Houve discordâncias pontuais de um ou outro integrante da equipe encarregada das apurações, mas o entendimento majoritário foi o de que seria melhor reunir tudo e aguardar por um veredicto definitivo do STF, depois de ajuizada a denúncia pela PGR.
As autoridades que trabalham no caso acreditam que, com tudo o que há na investigação e que está agora no relatório final, os indiciados, incluindo Jair Bolsonaro, muito dificilmente escaparão de uma sentença pesada no plenário do STF.
O que dizem os indiciados
No X, antigo Twitter, Jair Bolsonaro falou em “criatividade” da Polícia Federal e que vai aguardar orientação de seus advogados. "Tem que ver o que tem nesse indiciamento da PF. Vou esperar o advogado. Isso, obviamente, vai para a Procuradoria-Geral da República. É na PGR que começa a luta.

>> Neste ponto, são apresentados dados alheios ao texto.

PR #2154, opened 2024-09-11
[Dropzone] Enable file replacement via "drag-and-drop"

### LINKED ISSUE #1480: [UX Dropzone] drag'n'drop replacement fail
Hello,

With symfony ux dropzone, you can drag and drop files to add them to the dropzone.
Once a file is in the zone (file A), if you want to replace it with another file (file B), drag'n'drop doesn't work: file A isn't replaced in the dropzone by file B.
And file B opens in a new browser tab.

Não posso esperar nada de uma equipe que usa a criatividade para me denunciar", declarou.
Braga Netto repudiou o que considera “a indevida difusão de informações relativas a inquéritos, concedidas em "primeira mão" a determinados veículos de imprensa em detrimento do devido acesso às partes diretamente envolvidas e interessadas”. A defesa ainda disse que vai aguardar ter acesso ao indiciamento para divulgar um posicionamento formal.
No Instagram, o influenciador Paulo Figueiredo ironizou Alexandre de Moraes e afirmou que o relatório é produto da “Gestapo” do ministro, referindo-se à PF. “Devo dizer que me sinto honrado. Entendo este indiciamento como parte de uma campanha de intimidação conduzida pela Gestapo de Alexandre de Moraes, que busca silenciar tanto a mim quanto o trabalho que venho realizando para conscientizar a sociedade e as autoridades americanas sobre a escalada ditatorial em curso no Brasil, que segue cada vez mais alinhado com a China", disse.
Augusto Heleno e Alexandre Ramagem disseram que não vão se manifestar. Anderson Torres e Amauri Feres afirmaram que só irão se pronunciar após terem acesso ao relatório. As defesas de Angelo Martins Denicoli e Cleverson Ney Magalhães declararam que irão se comentar o resultado das investigações apenas no curso do processo. O PlatôBR não teve obteve as manifestações dos demais indiciados – o espaço está aberto.